# différence mémoire entre Mac et Pc ?



## olep (20 Décembre 2004)

Bonjour à tous !

Mes premiers pas officiels sur Mac Gé ! Ca fait des semaines que je suis le site de très près ce forum riche en infos intéressantes et depuis mon acquisition de l'ibook, le temps est venu pour moi de prendre quelques infos.

Je sais qu'il faut de base rajouter 512 Mo à l'ibook pour avoir un os réactif. De ce coté pas de problèmes. Ce qui me tracassent plus c'est qu'en allant chez Crucial par exemple ils vendent de la DDR PC 2100 à 85.76¤ mais en suivant un lien annoncé sur le forum il semblerait qu'il y ait 2 types de PC2100 une spécial Apple ibook ( 125¤ !!!   sans les frais de port) et l'autre . Je suis très surpris car à ma connaissance une PC2100 reste une PC2100 => incomprehension. 

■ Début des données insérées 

Issue #586, opened 2025-12-18
[F&E]: MCD integration restructuring and PRP model


nikemais:
### Description:

PR #561 introduced the structure to allow the integration of MCD for an atmosphere model. However, extracting values from MCD can be an expensive process (a vector of keys is passed but some variables are always computed), especially if multiple models require the same variables.

### Suggestions for implementation:

I suggest the following changes to be as efficient as possible:
- MCD exposure lies within its own class (e.g., MarsClimateDatabaseExposure) and has an update function
- During setup, all the models requiring variables from MCD create a single instance of MCDExposure 
- MCDExposure::update is then called by EnvironmentUpdater

On top of that, a rework of the CI workflow is implemented:
- The dependencies (gfortran and NETCDF) are installed using conda
- A minimal set of MCD data for the tests and the source code is pulled from a private repo
- Build with MCD flag on and test

Lastly, a new planetary radiation pressure model is implemented, using the above mentioned MCD structure.

### Additional context:

For now the private repo is external, if everything works as intended we could move it to tudat-team.

PR #622, opened 2026-01-26
MCD integration restucturing

nikemais:
Issue #586  introduced the restructuring the MCD integration (see #382 and PR #561).

Outline of changes:
- new generalized ClimateModel class, MCD interface becomes MarsClimateDatabaseClimateModel. The ClimateModel is a property of a planet body and is updated via EnvironmentUpdater.
- restructured McdAtsmosphereModel accesses the required variables from MarsClimateDatabaseClimateModel.
- unit testing: limited to K1 and propagation using MCD due to test data size limitation for CI.
- CI rework to support MCD (repo token added to secrets) **[currently under testing using this PR as draft]**.

Regarding the CI workflow, a private repo contains  the minimum necessary data to run the tests (2 climate averages files and the MOLA32 dataset) that amounts to roughly 500MB of data. Using the release is the only option due to the large size. The CI uses caching so that subsequent runs shouldn't download the dataset again, speeding up the process.


nikemais:
After a quick check, I have found out forks by default cannot see the secrets of the main repo. This means we either allow forks to see the secrets (possible privacy breach for MCD data, which must be avoided) or keep the settings as they are and wait for a maintainer to approve the full CI, which exposes it to the secrets. One last option would be to fully test only from branches within the tudatpy repo or after the PR is merged.

DominicDirkx:
> wait for a maintainer to approve the full CI, which exposes it to the secrets

For a PR made from any repo except https://github.com/tudat-team/tudatpy, this is already the case, so that sounds fine to me.

DominicDirkx:
Question: What does it mean exactly for 'forks to read secrets from main repo'. Anyone can fork our repo, so for them to be able to see our secrets does not seem like a good idea (?)

nikemais:
I used wrong the wrong term, my bad. Forks cannot directly "read" the secrets or print them in the actions logs, but they can use them in the CI (https://docs.github.com/en/actions/reference/workflows-and-actions/events-that-trigger-workflows#pull_request_target). What could happen is someone actively submitting a PR with a custom workflow that can echo them or run a script to save them somewhere. Since we must approve the PRs first, a quick check of the workflow file (if modified) should prevent secrets exposure. 

If this doesn't sound solid enough (which is also my concern), I'll come up with a different testing strategy (maybe dual CI, a public one and a private one, triggered only by maintainers).

DominicDirkx:
Thanks,  that's clear! I see the built in safety, but we'd always have to add a human check to our workflow, which will get forgotten. Maybe easier (to be discussed) adding a check that a modification to the workflow is only permitted in a PR from our own rep

nikemais:
I did some reading on the matter. Secrets could be read by the tests with a simple line (`std::getenv("SECRET_TOKEN")`), given they have been exposed by the CI first and thus saved in memory. 

This can be prevented by exposing the secret in a different job within the same workflow, basically creating a first job "download-data" and then the usual "build-and-test". By doing so, no code can read the secrets that have been used.

On top of that, we can create a CODEOWNER file and add the workflow.yml to it, which upon modification, would require intervention of the listed owners (similar to what you suggested).

From my quick research, 100% leak proof system is impossible when dealing with private repos (even within the same org) and their tokens. However, this setup (separate jobs + workflow owners) reduces the risk significantly.

DominicDirkx:
Sounds good! If we add a check that PRs with changes to workflows always have to be approved, this would be even more safe, but this could be moved to a different issue

DominicDirkx:
@nikemais How have you been doing? Do you think you'll want to finalize this issue still? If not that's all fine, but then I'll ask someone else (@larshinueber?) to get it to the finish line :)

nikemais:
There are many conflicts that arise from the new structure vs the present one. The core functionality remains exactly the same, while allowing for more flexibility in the future. 

The implementation for the climate model is basically complete, I was testing the automatic MCD testing using github actions, which first require resolving these issues. I think it would be easier for me to solve these instead of trying to explain the idea I was going after, but feel free to step in and ask for clarifications.

The expansion to planetary radiation pressure is not present in this PR.

DominicDirkx:
Continuing this PR in #823. Since this PR is from a different repo, there was an issue using the secret variable to download MCD.

PR #625, opened 2026-01-28
Harden mission data downloader + quieter, more reliable Rosetta flows

Markus-Reichel:
- **Downloader core hardening**
  - Introduced a shared `_REQUEST_TIMEOUT`, an atomic `_download_file` helper, and `_get_latest_versioned_files` so every kernel fetch uses bounded HTTP requests and produces clean skip summaries (instead of per-file chatter).
  - Touchpoints: `src/tudatpy/data/mission_data_downloader/mission_data_downloader.py` (around L26, L515, L537, L577)

- **Single-time + time-interval download flow rework**
  - Reworked both flows to use set-based `check_existing_files`, enforce highest-version selection with proper error handling, add a `quiet` mode, and batch “already present” reporting via `_format_existing_files`.
  - Callers still receive paths for files that were already on disk.
  - Touchpoints: `mission_data_downloader.py` (around L880, L932, L1092, L1119, L1126)

- **Meta-kernel behavior improvements**
  - Meta-kernel downloads now rewrite `PATH_VALUES` so freshly pulled `.tm` files work out of the box.
  - Added `skip_kernel_downloads` to prevent Rosetta workflows from re-downloading CK/SPK/FK/SCLK kernels after a meta-kernel pass.
  - Touchpoints: `mission_data_downloader.py` (around L1833, L1847, L2180, L4416, L4561)

- **Rosetta radio-science pipeline reliability**
  - Cached archive URLs, trimmed unsupported closed-loop products, summarized DP2 downloads, deduplicated RSI volume IDs, guarded mission-phase ↔ target mappings, and wrapped mapping fetches / HEAD checks in retryable, timeout-bound calls for much more predictable behavior on flaky networks.
  - Touchpoints: `mission_data_downloader.py` (around L4416, L4520, L4695, L4788, L4823, L4952)

### DIFF
--- a/src/tudatpy/data/mission_data_downloader/mission_data_downloader.py
+++ b/src/tudatpy/data/mission_data_downloader/mission_data_downloader.py
@@ -836,21 +836,22 @@ class LoadPDS:
                 data_type.lower()
             ]
 
-        except:
+        except KeyError:
             raise ValueError("Pattern not found among supported patterns.")
 
         existing_files = self.check_existing_files(
             data_type, local_subfolder, start_date, end_date
         )
+        if not existing_files:
+            existing_files = set()
 
-        if existing_files and self.flag_check_existing_files == True:
+        if existing_files:
             print(
                 f"--------------------------------------- EXISTING FILES CHECK ----------------------------------------------"
             )
             print(
                 f"The following files already exist in the folder:\n\n {existing_files}\n\n and will not be downloaded."
             )
-            self.relevant_files.extend(existing_files)
 
         all_dates = [
             start_date + timedelta(days=x)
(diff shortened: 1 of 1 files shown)


Markus-Reichel:
@luigigisolfi could you please have a look at this and check if your downloader still works as intended? It should work just fine but let me know if not!

luigigisolfi:
@Markus-Reichel I tried it on my codes and it works fine. I spotted a bug in Cassini's downloader, so I fixed it in this PR to your branch: https://github.com/Markus-Reichel/tudatpy/pull/1

Markus-Reichel:
@DominicDirkx It seems like everything is in order and if @luigigisolfi doesnt have any additions, this PR would be ready to merge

Quelqu'un aurait il l'amabilité de me dire où trouver ce type de barette à un prix quand meme plus sympathique que celui de crucial ?

Merci à tous !!


----------



## GrandGibus (20 Décembre 2004)

Salut,

effectivement, deux barettes PC2100 seraient identiques... du moins en caractéristiques. 

Après, ces barettes peuvent être quand même différentes: CAS (temps d'accès), nombre de puces (8 ou 16....). De plus tu as certainement dû lire dans les forums que les Macs étaient un peu plus difficiles sur la qualité de la mémoire... notament au niveau du nombre de puces. D'où la série spéciale ?!

Pour un autre fournisseur.... regarde dans le bandeau publicitaire de MacGé (the clearance store)


----------